PR #2385, opened 2022-03-17
chore(tests): refactor tests/utils/request_utils.go

qdm12:
## Changes

- Inject context to `PostRPC` and `PostRPCWithRetry`
- Swap method and url arguments for `PostRPC` and `PostRPCWithRetry`
- Remove some global variables
- Wrap all possible errors
- `PostRPCWithRetry` retries until context is canceled
- Keep 1s timeout for RPC calls

## Tests

Existing tests suites passing

## Issues

- #2386

### DIFF
--- a/tests/rpc/rpc_00_test.go
+++ b/tests/rpc/rpc_00_test.go
@@ -4,6 +4,7 @@
 package rpc
 
 import (
+	"context"
 	"fmt"
 	"os"
 	"reflect"
@@ -38,13 +39,14 @@ type testCase struct {
 	skip        bool
 }
 
-func getResponse(t *testing.T, test *testCase) interface{} {
+func getResponse(ctx context.Context, t *testing.T, test *testCase) interface{} {
 	if test.skip {
 		t.Skip("RPC endpoint not yet implemented")
 		return nil
 	}
 
-	respBody, err := utils.PostRPC(test.method, utils.NewEndpoint(currentPort), test.params)
+	endpoint := utils.NewEndpoint(currentPort)
+	respBody, err := utils.PostRPC(ctx, endpoint, test.method, test.params)
 	require.NoError(t, err)
 
 	target := reflect.New(reflect.TypeOf(test.expected)).Interface()
--- a/tests/utils/chain.go
+++ b/tests/utils/chain.go
@@ -4,9 +4,11 @@
 package utils
 
 import (
+	"context"
 	"fmt"
 	"strconv"
 	"testing"
+	"time"
 
 	"github.com/ChainSafe/gossamer/dot/rpc/modules"
 	"github.com/ChainSafe/gossamer/dot/types"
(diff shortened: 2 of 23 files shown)


noot (approved):

tests/rpc/rpc_00_test.go
```diff
@@ -38,13 +39,14 @@ type testCase struct {
 	skip        bool
 }
 
-func getResponse(t *testing.T, test *testCase) interface{} {
+func getResponse(ctx context.Context, t *testing.T, test *testCase) interface{} {
```
timwu20, line 42: could this function not just accept a `time.Duration` for timeout and handle context creation and cancellation within this function?  Doesn't look like the contexts are used for anything other than timeout functionality.

tests/utils/chain.go
```diff
@@ -40,12 +46,14 @@ func GetChainHeadWithError(t *testing.T, node *Node) (*types.Header, error) {
...
 
-// GetBlockHash calls the endpoint chain_getBlockHash to get the latest chain head
-func GetBlockHash(t *testing.T, node *Node, num string) (common.Hash, error) {
-	respBody, err := PostRPCWithRetry(ChainGetBlockHash, NewEndpoint(node.RPCPort), "["+num+"]", 5)
-	if err != nil {
-		return common.Hash{}, err
-	}
+// GetBlockHash calls the endpoint chain_getBlockHash to get the latest chain head.
+// It will block until a response is received or the context gets canceled.
+func GetBlockHash(ctx context.Context, t *testing.T, node *Node, num string) (common.Hash, error) {
```
timwu20, line 51: Not sure why we're adding `ctx` to all these methods.  I haven't seen a case where we have to cancel these requests bound to some other context.  The actual test code diff will be smaller, if we just create a context with cancel in this function, and handle it internally.  It should return an error if it's past a supplied timeout duration.

timwu20 (changes requested):

tests/rpc/rpc_00_test.go
qdm12: Yes for now, but the idea I have at the back of my head is to use it with `cancel()` in the future once it's more event-driven.

Context offer the flexibility of timeouts + event driven cancellation, and inherit from each other, so we should really be using them in e2e tests.

tests/utils/chain.go
qdm12: See above comment: https://github.com/ChainSafe/gossamer/pull/2385#discussion_r833071646

EclesioMeloJunior (changes requested):

tests/rpc/rpc_00_test.go
qdm12: Further down the line in my branches, this context is actually used to cancel operations, for example if a node crashes unexpectedly.

timwu20: I'd argue that we shouldn't be using context for cancellation.  Dave Cheney wrote about it in his [blog](https://dave.cheney.net/2017/08/20/context-isnt-for-cancellation). 

> The documentation for the context package strongly recommends that context.Context is only for request scoped values:

 With regards to cascading cancellation, you can just have a cancel channel that is closed and can be listened on by multiple goroutines.  

I know using contexts for cancellation is a common pattern.  It's something to keep an eye on for Go 2.  They may remove the cancellation from the context package.

timwu20 (approved):

tests/rpc/rpc_00_test.go
qdm12: Interesting blog post, and I 100% agree context values are the fruit of demons developers :imp: 
It's also sad they didn't figure out how to wait for a goroutine to finish on context cancellation, forcing to still have another signal/error channel to wait.

Now for the closing of a signal channel, there are two limitations I can think of:

- Handling timers to close a channel is painful (always need to check to empty the timer channel as well), and even more when nesting them.
- You cannot close a channel multiple times, so you would have to pretty much re-invent contexts for this (check if the channel is closed etc.)
- The standard library accepts contexts to cancel IO operations, but not close channels and often have no easy `Stop` method. One could use a signal channel to cancel a context down the callers, but it feels wrong to me.

PR #2408, opened 2022-03-21
fix(dot/network): re-add nil mutex check for disconnected peer

qdm12:
## Changes

- Re-add nil mutex check
- Fixes the SIGABRT ugly nil pointer issue

## Primary Reviewer

- @kishansagathiya

### DIFF
--- a/dot/network/notifications.go
+++ b/dot/network/notifications.go
@@ -284,6 +284,8 @@ func (s *Service) sendData(peer peer.ID, hs Handshake, info *notificationsProtoc
 	}, peer)
 }
 
+var errPeerDisconnected = errors.New("peer disconnected")
+
 func (s *Service) sendHandshake(peer peer.ID, hs Handshake, info *notificationsProtocol) (libp2pnetwork.Stream, error) {
 	// multiple processes could each call this upcoming section, opening multiple streams and
 	// sending multiple handshakes. thus, we need to have a per-peer and per-protocol lock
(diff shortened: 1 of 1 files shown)


dot/network/notifications.go
```diff
@@ -293,6 +295,12 @@ func (s *Service) sendHandshake(peer peer.ID, hs Handshake, info *notificationsP
 	// so we cannot have a method on peersData to lock and unlock the mutex
 	// from the map
 	peerMutex := info.peersData.getMutex(peer)
+	if peerMutex == nil {
+		// Note: the only place the mutex is deleted is when the peer disconnects.
+		// If it doesn't exist, the peer never connected either.
```
kishansagathiya, line 300: If it doesn't exist, the peer either never connected or got disconnected, right?

kishansagathiya (approved):
Tested it to be fixing the problem!

Great stuff :tada:

noot (approved):

timwu20 (approved):

qdm12:
@kishansagathiya 

> Do we already have something like this? Something basic that runs gossamer network for a while should do.

No, created https://github.com/ChainSafe/gossamer/issues/2409 for this.

> If it doesn't exist, the peer either never connected or got disconnected, right?

Yes that's right. The only panics I've seen where when we delete a mutex then try to get it, so only when a peer disconnects. I haven't seen the case where we try to get from a peer that did not connect before, but it could be be maybe.

PR #2428, opened 2022-03-23
Dependabot should only use `dependencies` label

danforbes:
It looks like some of our "weird" labels were coming from Dependabot as some people had suggested. At the moment, this PR configures Dependabot to only use the `dependabot` label, but I'm happy to hear suggestions for other approaches.

Ref: https://docs.github.com/en/code-security/dependabot/dependabot-version-updates/configuration-options-for-the-dependabot.yml-file#labels

Primary reviewers: @qdm12 & @timwu20 🙏🏻

### DIFF
--- a/.github/dependabot.yml
+++ b/.github/dependabot.yml
@@ -5,16 +5,16 @@ updates:
     schedule:
       interval: "weekly"
     labels:
-      - "dependabot"
+      - "dependencies"
   - package-ecosystem: docker
     directory: /
     schedule:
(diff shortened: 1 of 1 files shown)


timwu20 (approved):

qdm12:
@danforbes how about a `dependencies` label instead of `dependabot`? So that it can be used in other contexts as well? :thinking:

qdm12 (approved):

PR #2433, opened 2022-03-24
docs(cmd/gossamer): Metrics port `9090` -> `9876`

qdm12:
## Changes

- Fix Gossamer server metrics port from `9090` to `9876`

## Primary Reviewer

- @danforbes

### DIFF
--- a/cmd/gossamer/README.md
+++ b/cmd/gossamer/README.md
@@ -188,7 +188,7 @@ defined in [lib/runtime/wasmer/exports.go](../../lib/runtime/wasmer/exports.go).
 Gossamer publishes telemetry data and also includes an embedded Prometheus server that reports metrics. The metrics
 capabilities are defined in the [dot/metrics](../../dot/metrics) package and build on
 [the metrics library that is included with Go Ethereum](https://github.com/ethereum/go-ethereum/blob/master/metrics/README.md).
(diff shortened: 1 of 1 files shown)


danforbes (approved):

EclesioMeloJunior (approved):

timwu20:
why are we doing this? to match substrate?

qdm12:
> why are we doing this? to match substrate?

Gossamer uses port `9876`, so this fixes the documentation. Now why we chose `9876`, I guess probably for no reason. [Subtrate uses `9615`](https://docs.substrate.io/tutorials/v3/node-metrics/#start-a-substrate-template-node) and most applications use `9090` in my experience. I'd vote to change it to `9090` but I'm fine with whatever port between 1024 and 49151 as well :smiley_cat:

timwu20:
> > why are we doing this? to match substrate?
> 
> Gossamer uses port `9876`, so this fixes the documentation. Now why we chose `9876`, I guess probably for no reason. [Subtrate uses `9615`](https://docs.substrate.io/tutorials/v3/node-metrics/#start-a-substrate-template-node) and most applications use `9090` in my experience. I'd vote to change it to `9090` but I'm fine with whatever port between 1024 and 49151 as well 😺

Thanks for the explanation.  Let's keep this as is then, I'd rather not change the port now.

PR #2434, opened 2022-03-24
chore(golang-ci): upgrade `golangci-lint` to `v1.45`

EclesioMeloJunior:
## Changes

- In order to check golang 1.18 generic code we should upgrade golangci-lint to version `v1.45`
- Fixes PR https://github.com/ChainSafe/gossamer/pull/2339 CI

## Tests

```
N/A
```

## Issues

- N/A

## Primary Reviewer

- @qdm12

### DIFF
--- a/.golangci.yml
+++ b/.golangci.yml
@@ -79,7 +79,7 @@ linters-settings:
 
 linters:
   enable:
-    - bodyclose
+    # - bodyclose
     - depguard
     - errcheck
     - exportloopref
@@ -96,13 +96,13 @@ linters:
     - megacheck
     - megacheck
     - misspell
-    - nilerr
+    # - nilerr
     - nilnil
     - nolintlint
     - revive
-    - staticcheck
+    # - staticcheck
     - unconvert
-    - unparam
+    # - unparam
     - varcheck
 
   fast: false
@@ -165,6 +165,10 @@ issues:
     - linters:
         - nolintlint
       source: "^//nolint:revive"
+    
+    - linters:
+        - nolintlint
+      source: "^?//nolint(:staticcheck)?"
 
     # Exclude lll issues for long lines with go:generate
     - linters:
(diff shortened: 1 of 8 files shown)


qdm12 (approved):

dot/rpc/modules/grandpa.go
```diff
@@ -65,7 +65,7 @@ func (gm *GrandpaModule) ProveFinality(r *http.Request, req *ProveFinalityReques
 	}
 
 	// Leaving check in for linter
-	if req.authorityID != uint64(0) { // nolint:staticcheck
+	if req.authorityID != uint64(0) { //// nolint:staticcheck
```
qdm12, line 68: I would like to suggest to leave these `//nolint` comments here as they were before, and comment out the linters not working with Go 1.18 in `.golangci-lint.yml`, and add custom rules to `nolintlint` such that it ignores `//nolint` comments for these disabled linters.

I'll monitor when these get fixed to work with generics and will re-add them over time.

qdm12 (changes requested):

.golangci.yml
```diff
@@ -165,6 +165,10 @@ issues:
     - linters:
         - nolintlint
       source: "^//nolint:revive"
+    
+    - linters:
+        - nolintlint
+      source: "^?//nolint(:staticcheck)?"
```
qdm12, line 171: Don't we need one for `bodyclose`, `nilerr` and `unparam` as well? :thinking: 

Also I think the regex shouldn't start with `^` if the comment if put at the end of a line right?

qdm12: Oh I get it, can you change that source to

```suggestion
      source: "//nolint:[bodyclose|nilerr|staticcheck|unparama]"
```

And remove that single `//nolint` you found (it was a false positive from staticcheck I think)

qdm12 (changes requested):

qdm12 (approved):

noot (approved):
- - - -
Every line above in which the word "library" is present must be copied into the answer.

* **SOLUTION TO THIS TASK**:
- The standard library accepts contexts to cancel IO operations, but not close channels and often have no easy `Stop` method. One could use a signal channel to cancel a context down the callers, but it feels wrong to me.
 [the metrics library that is included with Go Ethereum](https://github.com/ethereum/go-ethereum/blob/master/metrics/README.md).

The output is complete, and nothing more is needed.